How to complete this task
Set down the entries once more exactly as they were written.

[Collected data entries]
=== Section Start ===
PR #7685, opened 2022-02-28
docs-compliant get_balance method

coval3nte:
This value can be also negative because of an unconfirmed spending transaction.

References:
- https://electrumx-spesmilo.readthedocs.io/en/latest/protocol-methods.html#blockchain-scripthash-get-balance
- https://github.com/spesmilo/electrumx/blob/c8d2cc0d5cf9e549a90ca876d85fed9a90b8c4ed/electrumx/server/session.py#L1133
- https://github.com/spesmilo/electrumx/blob/c8d2cc0d5cf9e549a90ca876d85fed9a90b8c4ed/electrumx/server/mempool.py#L371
=== Section End ===
Task answer
PR #7685, opened 2022-02-28
docs-compliant get_balance method

coval3nte:
This value can be also negative because of an unconfirmed spending transaction.

References:
- https://electrumx-spesmilo.readthedocs.io/en/latest/protocol-methods.html#blockchain-scripthash-get-balance
- https://github.com/spesmilo/electrumx/blob/c8d2cc0d5cf9e549a90ca876d85fed9a90b8c4ed/electrumx/server/session.py#L1133
- https://github.com/spesmilo/electrumx/blob/c8d2cc0d5cf9e549a90ca876d85fed9a90b8c4ed/electrumx/server/mempool.py#L371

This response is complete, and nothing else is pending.